As I argued before, the easiest way to pay for a larger ambulance service is shifting firefighter/paramedics over to ambulance staffing, which would generate significant paramedic overtime savings. But doing that would mean cuts to the fire suppression side which the union would obviously fight tooth and nail. That’s their prerogative, of course, but it doesn’t mean they’re right - and it doesn’t change the actual math, either.

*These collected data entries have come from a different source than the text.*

PR #6114, opened 2026-02-13
databroker: add CompositeRecordID utility for building record IDs

wasaga:
## Summary

Add `CompositeRecordID(map[string]any) string` utility to `pkg/grpc/databroker` that builds deterministic, URL-safe composite record IDs using `url.Values.Encode()`. Migrate all pipe-separated (`|`) composite key constructions in MCP storage to use dedicated helper functions backed by the new utility.

## User Explanation

No user-facing changes.

## Checklist

- [x] updated unit tests
- [ ] ready for review

### DIFF
--- a/pkg/grpc/databroker/databroker_test.go
+++ b/pkg/grpc/databroker/databroker_test.go
@@ -17,6 +17,33 @@ import (
 	"github.com/pomerium/pomerium/pkg/protoutil"
 )
 
+func TestCompositeRecordID(t *testing.T) {
+	t.Parallel()
+
+	t.Run("deterministic regardless of map iteration", func(t *testing.T) {
+		// Keys are sorted alphabetically, so output is always the same.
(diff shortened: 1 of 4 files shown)


pkg/grpc/databroker/databroker_test.go
```diff
@@ -17,6 +17,33 @@ import (
...
+	})
+
+	t.Run("non-string values", func(t *testing.T) {
+		id := CompositeRecordID(map[string]any{"count": 42, "enabled": true})
+		assert.Equal(t, "count=42&enabled=true", id)
+	})
+
+	t.Run("url-encodes special characters", func(t *testing.T) {
+		id := CompositeRecordID(map[string]any{"host": "example.com:443", "path": "/a&b=c"})
+		assert.Contains(t, id, "host=example.com%3A443")
```
kenjenkins: Would it be better to use assert.Equal() here and compare the entire expected output?

PR #6115, opened 2026-02-14
simplify acceptance test users setup

kenjenkins:
## Summary

Simplify acceptance test framework a little:
- import realm and users from a Keycloak export, rather than populating users and attributes via a bash script
- rework fixtures/users.ts to read user data from the same Keycloak json file, to maintain a single source of truth
- get rid of RUN_ID plumbing and username prefixing
- simplify docker compose file
- get rid of wait-for-ready.sh bash script

## Related issues

https://linear.app/pomerium/issue/ENG-3587/core-acceptance-tests-user-seeding-and-cleanup-does-not-appear-to-work

## User Explanation

n/a

## Checklist

- [ ] updated unit tests
- [ ] ready for review

### DIFF
--- a/.github/workflows/acceptance.yaml
+++ b/.github/workflows/acceptance.yaml
@@ -7,11 +7,6 @@ on:
     branches: [main]
   workflow_dispatch:
 
-env:
-  RUN_ID: ${{ github.run_id }}
-  # Accept self-signed certificates in test environment
-  NODE_TLS_REJECT_UNAUTHORIZED: "0"
-
 permissions:
   contents: read
   pull-requests: write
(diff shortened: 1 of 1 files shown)


internal/acceptance/keycloak/pomerium-e2e-realm.json
kenjenkins, line 1: Most of the added lines are from this file. This file and the -users-0.json file were generated by running the kc.sh `export` command after seeding the users (see https://www.keycloak.org/server/importExport#_exporting_a_realm_to_a_directory).

We could probably trim this file down significantly if we want.

desimone (approved):

PR #85, opened 2021-11-25
[DRAFT] feat: gh-action build

krol3:
- Adding unit test using https://github.com/shellspec/shellspec
- Fixing https://github.com/aquasecurity/trivy/discussions/1515"


krol3:
@simar7 could you take a look ? I used shellspec to write the unit test.

simar7:
> @simar7 could you take a look ? I used shellspec to write the unit test.

Sorry about the delay will take a look shortly.

spec/entrypoint_spec.sh
```diff
@@ -0,0 +1,25 @@
+#shellcheck shell=sh
```
simar7, line 1: This is a good start but for completeness you could add a golden image that has a known footprint of vulnerabilities like this https://hub.docker.com/r/knqyf263/vuln-image

Then you can have more concrete assertions.

krol3:
Closing in benefit of https://github.com/aquasecurity/trivy-action/pull/101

See Appendix B (beginning on page 103) of the CFU collective bargaining agreement here. I’m using the 2021 salary table (page 108), since that’s the latest. Paramedics follow the F1 schedule; PICs follow the F3A Schedule. The Step 1 salaries for both are $62,160 and $78,366, respectively, or $140,526 overall. It’s obviously worth pointing out those are lowball estimates - most of the employees we’d staff the ambulances with are not brand new (and I was arguing for FF/PM restaffing - those cross-trained employees carry a higher salary scale than paramedics do, too). In the city’s 2024 budget, the average budgeted salary for an EMS employee was around $102,712, which would take our total labor cost north of $820k per year, for what it’s worth.
In case it is useful to anyone for any reason: this was FOIA Request #F251187-013025 to the OEMC through the city’s online portal.
I’m reminded of the frustrating debate we covered in December around “vacancy cuts” as an (alleged) form of budget cost savings.
One way to pay is to eliminate overstaffing. Your previous posted noted that the CFD's contract mandates a five man crew on engines. The industry standard is a four man crew (and any number of departments only have three). I would think a "fair contract" would do things like eliminating any form of overstaffing requirements.
Where does the estimate that we need another 20 ambulances come from? I’m trying to reconcile that claim with the idea that there’s not enough unmet demand to pay for them. Is demand uneven enough that we are sometimes 20 short even though each new ambulance would get less than two calls a day? Or is this planning for reserve capacity for worst case mass casualty scenarios?